§ **Task instructions**: Exact copies of all the records are to be output.

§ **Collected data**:
- Opening Delimiter -
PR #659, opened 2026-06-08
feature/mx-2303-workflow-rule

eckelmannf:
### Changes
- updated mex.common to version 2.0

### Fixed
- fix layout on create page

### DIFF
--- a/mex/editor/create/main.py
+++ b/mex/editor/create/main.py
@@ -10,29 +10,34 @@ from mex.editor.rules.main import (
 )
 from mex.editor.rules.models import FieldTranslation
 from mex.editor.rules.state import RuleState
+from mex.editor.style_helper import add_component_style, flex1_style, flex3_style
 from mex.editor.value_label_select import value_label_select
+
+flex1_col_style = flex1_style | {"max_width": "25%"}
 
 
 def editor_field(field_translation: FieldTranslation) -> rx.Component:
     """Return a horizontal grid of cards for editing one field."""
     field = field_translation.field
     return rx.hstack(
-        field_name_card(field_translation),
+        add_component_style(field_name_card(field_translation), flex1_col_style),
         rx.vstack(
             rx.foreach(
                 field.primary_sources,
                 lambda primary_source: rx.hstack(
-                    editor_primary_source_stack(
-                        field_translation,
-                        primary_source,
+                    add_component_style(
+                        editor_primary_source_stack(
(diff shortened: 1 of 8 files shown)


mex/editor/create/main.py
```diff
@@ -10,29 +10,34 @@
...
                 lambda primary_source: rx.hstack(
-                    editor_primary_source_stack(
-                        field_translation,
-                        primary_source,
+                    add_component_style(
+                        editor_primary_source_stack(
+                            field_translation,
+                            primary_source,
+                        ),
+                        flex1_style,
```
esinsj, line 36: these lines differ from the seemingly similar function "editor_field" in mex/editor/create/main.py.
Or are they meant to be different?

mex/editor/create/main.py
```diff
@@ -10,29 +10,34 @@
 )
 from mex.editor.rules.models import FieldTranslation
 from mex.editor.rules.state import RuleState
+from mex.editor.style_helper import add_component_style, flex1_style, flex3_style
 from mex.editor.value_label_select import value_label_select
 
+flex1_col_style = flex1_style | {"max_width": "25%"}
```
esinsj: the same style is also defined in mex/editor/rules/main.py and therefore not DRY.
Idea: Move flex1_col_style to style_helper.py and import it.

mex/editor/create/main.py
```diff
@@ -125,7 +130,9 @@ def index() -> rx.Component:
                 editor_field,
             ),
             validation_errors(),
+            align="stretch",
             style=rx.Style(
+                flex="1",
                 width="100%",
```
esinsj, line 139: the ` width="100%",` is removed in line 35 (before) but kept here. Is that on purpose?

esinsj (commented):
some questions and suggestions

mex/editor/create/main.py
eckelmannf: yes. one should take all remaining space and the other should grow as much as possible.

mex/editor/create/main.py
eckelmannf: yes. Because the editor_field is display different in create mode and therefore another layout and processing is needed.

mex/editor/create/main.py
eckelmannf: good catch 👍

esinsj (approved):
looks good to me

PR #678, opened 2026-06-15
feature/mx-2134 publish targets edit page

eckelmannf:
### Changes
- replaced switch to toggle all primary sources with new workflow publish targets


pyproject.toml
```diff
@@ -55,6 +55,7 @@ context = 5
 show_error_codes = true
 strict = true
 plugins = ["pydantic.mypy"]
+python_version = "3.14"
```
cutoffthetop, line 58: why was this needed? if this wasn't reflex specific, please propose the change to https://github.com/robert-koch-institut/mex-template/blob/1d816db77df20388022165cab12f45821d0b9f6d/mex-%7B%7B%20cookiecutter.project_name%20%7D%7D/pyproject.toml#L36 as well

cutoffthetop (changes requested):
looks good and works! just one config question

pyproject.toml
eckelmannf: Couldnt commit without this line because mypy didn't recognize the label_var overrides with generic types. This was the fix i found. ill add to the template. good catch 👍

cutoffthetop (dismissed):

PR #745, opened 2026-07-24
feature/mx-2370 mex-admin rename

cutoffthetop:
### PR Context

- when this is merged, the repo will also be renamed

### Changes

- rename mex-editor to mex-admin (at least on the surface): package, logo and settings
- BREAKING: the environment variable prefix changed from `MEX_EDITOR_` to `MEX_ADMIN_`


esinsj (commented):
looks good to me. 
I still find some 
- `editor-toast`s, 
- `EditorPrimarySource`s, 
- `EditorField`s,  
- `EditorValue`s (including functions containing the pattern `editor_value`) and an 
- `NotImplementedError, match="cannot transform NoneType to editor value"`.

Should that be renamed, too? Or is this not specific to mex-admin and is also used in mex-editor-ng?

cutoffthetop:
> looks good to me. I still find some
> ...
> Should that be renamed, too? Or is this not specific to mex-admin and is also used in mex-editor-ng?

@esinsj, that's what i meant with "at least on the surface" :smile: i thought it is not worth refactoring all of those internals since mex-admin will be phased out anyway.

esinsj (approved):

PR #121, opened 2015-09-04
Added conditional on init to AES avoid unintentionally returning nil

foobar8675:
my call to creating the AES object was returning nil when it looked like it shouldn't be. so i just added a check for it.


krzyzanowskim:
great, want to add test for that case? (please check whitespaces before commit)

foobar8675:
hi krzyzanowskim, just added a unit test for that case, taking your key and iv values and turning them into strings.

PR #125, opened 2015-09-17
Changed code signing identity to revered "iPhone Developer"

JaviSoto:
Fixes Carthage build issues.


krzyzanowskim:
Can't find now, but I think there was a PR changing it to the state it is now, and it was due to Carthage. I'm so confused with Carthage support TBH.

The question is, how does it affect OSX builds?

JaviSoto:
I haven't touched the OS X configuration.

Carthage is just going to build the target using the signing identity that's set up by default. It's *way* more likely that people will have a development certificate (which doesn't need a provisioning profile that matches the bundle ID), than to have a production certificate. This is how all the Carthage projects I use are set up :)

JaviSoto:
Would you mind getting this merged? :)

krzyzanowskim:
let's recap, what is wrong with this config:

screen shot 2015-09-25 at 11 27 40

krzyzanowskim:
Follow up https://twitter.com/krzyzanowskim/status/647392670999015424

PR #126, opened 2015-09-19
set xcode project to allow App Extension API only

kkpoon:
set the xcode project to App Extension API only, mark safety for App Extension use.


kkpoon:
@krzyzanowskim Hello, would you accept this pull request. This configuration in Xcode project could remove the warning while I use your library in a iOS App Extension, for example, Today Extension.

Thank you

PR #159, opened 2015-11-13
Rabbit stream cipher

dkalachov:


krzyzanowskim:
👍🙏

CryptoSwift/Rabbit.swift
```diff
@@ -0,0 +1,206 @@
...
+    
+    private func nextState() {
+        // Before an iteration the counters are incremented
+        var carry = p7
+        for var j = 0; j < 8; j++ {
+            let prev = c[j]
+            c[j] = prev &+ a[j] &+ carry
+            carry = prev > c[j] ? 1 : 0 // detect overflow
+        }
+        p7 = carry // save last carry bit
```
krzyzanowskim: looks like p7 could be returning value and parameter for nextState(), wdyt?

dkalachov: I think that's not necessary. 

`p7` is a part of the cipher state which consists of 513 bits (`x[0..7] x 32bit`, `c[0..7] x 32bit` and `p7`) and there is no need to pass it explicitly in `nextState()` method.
- Closing Delimiter -
§ **Output of the exercise**:
PR #659, opened 2026-06-08
feature/mx-2303-workflow-rule

eckelmannf:
### Changes
- updated mex.common to version 2.0

### Fixed
- fix layout on create page

### DIFF
--- a/mex/editor/create/main.py
+++ b/mex/editor/create/main.py
@@ -10,29 +10,34 @@ from mex.editor.rules.main import (
 )
 from mex.editor.rules.models import FieldTranslation
 from mex.editor.rules.state import RuleState
+from mex.editor.style_helper import add_component_style, flex1_style, flex3_style
 from mex.editor.value_label_select import value_label_select
+
+flex1_col_style = flex1_style | {"max_width": "25%"}
 
 
 def editor_field(field_translation: FieldTranslation) -> rx.Component:
     """Return a horizontal grid of cards for editing one field."""
     field = field_translation.field
     return rx.hstack(
-        field_name_card(field_translation),
+        add_component_style(field_name_card(field_translation), flex1_col_style),
         rx.vstack(
             rx.foreach(
                 field.primary_sources,
                 lambda primary_source: rx.hstack(
-                    editor_primary_source_stack(
-                        field_translation,
-                        primary_source,
+                    add_component_style(
+                        editor_primary_source_stack(
(diff shortened: 1 of 8 files shown)


mex/editor/create/main.py
```diff
@@ -10,29 +10,34 @@
...
                 lambda primary_source: rx.hstack(
-                    editor_primary_source_stack(
-                        field_translation,
-                        primary_source,
+                    add_component_style(
+                        editor_primary_source_stack(
+                            field_translation,
+                            primary_source,
+                        ),
+                        flex1_style,
```
esinsj, line 36: these lines differ from the seemingly similar function "editor_field" in mex/editor/create/main.py.
Or are they meant to be different?

mex/editor/create/main.py
```diff
@@ -10,29 +10,34 @@
 )
 from mex.editor.rules.models import FieldTranslation
 from mex.editor.rules.state import RuleState
+from mex.editor.style_helper import add_component_style, flex1_style, flex3_style
 from mex.editor.value_label_select import value_label_select
 
+flex1_col_style = flex1_style | {"max_width": "25%"}
```
esinsj: the same style is also defined in mex/editor/rules/main.py and therefore not DRY.
Idea: Move flex1_col_style to style_helper.py and import it.

mex/editor/create/main.py
```diff
@@ -125,7 +130,9 @@ def index() -> rx.Component:
                 editor_field,
             ),
             validation_errors(),
+            align="stretch",
             style=rx.Style(
+                flex="1",
                 width="100%",
```
esinsj, line 139: the ` width="100%",` is removed in line 35 (before) but kept here. Is that on purpose?

esinsj (commented):
some questions and suggestions

mex/editor/create/main.py
eckelmannf: yes. one should take all remaining space and the other should grow as much as possible.

mex/editor/create/main.py
eckelmannf: yes. Because the editor_field is display different in create mode and therefore another layout and processing is needed.

mex/editor/create/main.py
eckelmannf: good catch 👍

esinsj (approved):
looks good to me

PR #678, opened 2026-06-15
feature/mx-2134 publish targets edit page

eckelmannf:
### Changes
- replaced switch to toggle all primary sources with new workflow publish targets


pyproject.toml
```diff
@@ -55,6 +55,7 @@ context = 5
 show_error_codes = true
 strict = true
 plugins = ["pydantic.mypy"]
+python_version = "3.14"
```
cutoffthetop, line 58: why was this needed? if this wasn't reflex specific, please propose the change to https://github.com/robert-koch-institut/mex-template/blob/1d816db77df20388022165cab12f45821d0b9f6d/mex-%7B%7B%20cookiecutter.project_name%20%7D%7D/pyproject.toml#L36 as well

cutoffthetop (changes requested):
looks good and works! just one config question

pyproject.toml
eckelmannf: Couldnt commit without this line because mypy didn't recognize the label_var overrides with generic types. This was the fix i found. ill add to the template. good catch 👍

cutoffthetop (dismissed):

PR #745, opened 2026-07-24
feature/mx-2370 mex-admin rename

cutoffthetop:
### PR Context

- when this is merged, the repo will also be renamed

### Changes

- rename mex-editor to mex-admin (at least on the surface): package, logo and settings
- BREAKING: the environment variable prefix changed from `MEX_EDITOR_` to `MEX_ADMIN_`


esinsj (commented):
looks good to me. 
I still find some 
- `editor-toast`s, 
- `EditorPrimarySource`s, 
- `EditorField`s,  
- `EditorValue`s (including functions containing the pattern `editor_value`) and an 
- `NotImplementedError, match="cannot transform NoneType to editor value"`.

Should that be renamed, too? Or is this not specific to mex-admin and is also used in mex-editor-ng?

cutoffthetop:
> looks good to me. I still find some
> ...
> Should that be renamed, too? Or is this not specific to mex-admin and is also used in mex-editor-ng?

@esinsj, that's what i meant with "at least on the surface" :smile: i thought it is not worth refactoring all of those internals since mex-admin will be phased out anyway.

esinsj (approved):

PR #121, opened 2015-09-04
Added conditional on init to AES avoid unintentionally returning nil

foobar8675:
my call to creating the AES object was returning nil when it looked like it shouldn't be. so i just added a check for it.


krzyzanowskim:
great, want to add test for that case? (please check whitespaces before commit)

foobar8675:
hi krzyzanowskim, just added a unit test for that case, taking your key and iv values and turning them into strings.

PR #125, opened 2015-09-17
Changed code signing identity to revered "iPhone Developer"

JaviSoto:
Fixes Carthage build issues.


krzyzanowskim:
Can't find now, but I think there was a PR changing it to the state it is now, and it was due to Carthage. I'm so confused with Carthage support TBH.

The question is, how does it affect OSX builds?

JaviSoto:
I haven't touched the OS X configuration.

Carthage is just going to build the target using the signing identity that's set up by default. It's *way* more likely that people will have a development certificate (which doesn't need a provisioning profile that matches the bundle ID), than to have a production certificate. This is how all the Carthage projects I use are set up :)

JaviSoto:
Would you mind getting this merged? :)

krzyzanowskim:
let's recap, what is wrong with this config:

screen shot 2015-09-25 at 11 27 40

krzyzanowskim:
Follow up https://twitter.com/krzyzanowskim/status/647392670999015424

PR #126, opened 2015-09-19
set xcode project to allow App Extension API only

kkpoon:
set the xcode project to App Extension API only, mark safety for App Extension use.


kkpoon:
@krzyzanowskim Hello, would you accept this pull request. This configuration in Xcode project could remove the warning while I use your library in a iOS App Extension, for example, Today Extension.

Thank you

PR #159, opened 2015-11-13
Rabbit stream cipher

dkalachov:


krzyzanowskim:
👍🙏

CryptoSwift/Rabbit.swift
```diff
@@ -0,0 +1,206 @@
...
+    
+    private func nextState() {
+        // Before an iteration the counters are incremented
+        var carry = p7
+        for var j = 0; j < 8; j++ {
+            let prev = c[j]
+            c[j] = prev &+ a[j] &+ carry
+            carry = prev > c[j] ? 1 : 0 // detect overflow
+        }
+        p7 = carry // save last carry bit
```
krzyzanowskim: looks like p7 could be returning value and parameter for nextState(), wdyt?

dkalachov: I think that's not necessary. 

`p7` is a part of the cipher state which consists of 513 bits (`x[0..7] x 32bit`, `c[0..7] x 32bit` and `p7`) and there is no need to pass it explicitly in `nextState()` method.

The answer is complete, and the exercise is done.